People from B.C. cities experiencing some of the same crime and substance abuse issues as Nanaimo expressed sympathy and empathy at a rally this morning.
On the heels of a March 12 shooting at a homeless encampment, the Nanaimo Area Public Safety Association hosted a rally at Pearson Park on Terminal Avenue on Thursday, March 16, demanding better from the provincial and federal governments.
Shannon Stewart, Clean Streets Penticton group administrator, said Nanaimo reminds her a lot of her city, as people experiencing homelessness are on the streets and people fear for their safety.

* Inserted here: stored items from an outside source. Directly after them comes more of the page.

PR #981, opened 2026-08-21
fix(cli): unify kv-cache-size byte parser between CLI and benchmark

### LINKED ISSUE #971: [Refactor] Use one byte-size parser across CLI executables
## Parent

Inspired by #963: consolidate repeated parsing logic before its behavior drifts further.

## What to build

Provide one canonical byte-size parser for CLI-facing cache and memory options, and use it from both the main CLI and dataset benchmark. Define the accepted SI and IEC suffixes, rounding, overflow, whitespace, and error contract once.

The two current implementations already disagree: one treats KB/MB/GB as decimal units and KiB/MiB/GiB as binary units, while the other treats both spellings as binary units for the same `--kv-cache-size` option.

## Acceptance criteria

- [ ] The main CLI and dataset benchmark call the same byte-size parser.
- [ ] SI and IEC suffix behavior is documented and tested, including `1GB != 1GiB` if the existing main-CLI contract is retained.
- [ ] Case handling, fractional values, zero/negative values, trailing characters, rounding, and overflow have one explicit contract.
- [ ] The duplicate benchmark parser is removed.
- [ ] Cross-executable tests verify that identical option text produces identical bytes or identical validation errors.

## Blocked by

None - can start immediately.

lukiod:
Closes #971.

The dataset benchmark had its own `parse_size_bytes()`, which treated `KB`/`MB`/`GB` as 1024-based (binary) and threw `std::runtime_error` on error. The main CLI's `parse_byte_size()` treats `KB`/`MB`/`GB` as 1000-based (decimal, SI) and `KiB`/`MiB`/`GiB` as 1024-based (binary, IEC), returning `std::optional`. Same option (`--kv-cache-size`), same-looking input, different byte count depending on which executable parsed it.

## Fix

`trtmc_dataset_benchmark` now compiles and links `src/cli/args.cpp`, and calls the same `trtmc::cli::parse_byte_size()` the main CLI uses — matching the existing pattern `test_cli_args` already uses for the same source file. The benchmark's own `parse_size_bytes()` is now a thin adapter that preserves its existing throw-on-invalid contract at the one call site, rather than a second implementation of the parsing logic itself.

Kept the existing main-CLI contract (`1GB != 1GiB`) rather than changing it, per the issue's acceptance criteria.

## Tests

“Main Street Penticton last summer was a nightmare. All you could see, and you guys are living it, people using, the shopping carts, people nodding out … and it’s starting to look a bit better, but it’s because we are vigilant and not vigilantes,” she said. “We are aware, we are active, we are engaged and we’re not sorry about that because we’re helping each other, and ourselves, make a difference.”
In Stewart’s opinion, part of the problem lies in including addiction under the health care and consent act.
“Once that transition was taken from the hands of the legislature, from the hands of the authorities who have capacity to manage and deal with that and keep us safe, and moved under the health care act, it didn’t go with a coinciding set of processes and procedures about how to address that,” she said. “Addiction is, for certain, a health condition, but the subsequent negative social consequences of addiction are not and that’s where the gap lies.”
Elenore Sturko, Surrey South MLA, who is the B.C. Liberal Party’s critic for mental health, addictions and recovery and also a former RCMP officer, said the catch-and-release of chronic offenders isn’t working.
“We’re seeing recidivism where people are again offending, often times also committing violent crimes,” said Sturko. “We have urged this government to take action by giving direction to Crown counsel to make sure that they are ensuring it’s always in the public interest to ask for either strict bail conditions or to be looking for individuals who pose a risk to public safety to be held in custody.”
While many in the crowd were critical of Nanaimo city council, Coun. Sheryl Armstrong, another former RCMP officer, said her colleagues want constituents to be safe.
“We’ve tried to invest in policing, adding 19 more police officers, which I know doesn’t sound like a lot … this is not a policing problem,” said Armstrong. “What always happens in societies, when they don’t know what to do, it becomes a policing problem. This is a problem of not investing our dollars properly, as we’ve heard, in addiction treatment and then the follow-up afterwards.”
Collen Middleton, Nanaimo Area Public Safety Association interim chairperson, said the issue is non-partisan and a conversation with elected officials is needed, regardless of affiliation.
“We have a budget that’s come out at the provincial level. There’s plenty of more funding for [policing, mental health and addictions and treatment], but what is that money going to be used for and where is it going?” he asked. “How is it actually going to help the people that are actually suffering on the streets right now? You can’t just send a bunch of money into a not-for-profit advocacy eco-system with no accountability and say that it’s somebody else’s problem.”
Chrissy Forsythe, a friend of March 12 shooting victim Clint Smith, said he is expected to be awoken from a medically induced coma today.
Middleton estimated 300 people showed up at the rally.